### Task instructions
Reply with one number: the count of lines in the data that hold the string "what".

### Exercise materials
PR #1713, opened 2026-05-25
Clamp Stratum version rolling mask to ASIC capability

### LINKED ISSUE #1169: hardcoded version-rolling.mask might exceed what ASIC can roll
hardcoded version-rolling.mask -> 0xFFFFFFFF in https://github.com/bitaxeorg/ESP-Miner/blob/0958185217f324c8fe786cd6ef05f22e117f616d/components/stratum/stratum_api.c#L424-L434

This might not agree with what the ASIC can actually roll. This parameter should be pulled from an ASIC-specific function in components/asic/ so we don't suggest to the poll something the hardware can't do.

0xjc65eth:
## Summary
- advertise the ASIC-supported version rolling mask instead of the hardcoded `ffffffff` Stratum V1 mask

### The answer
2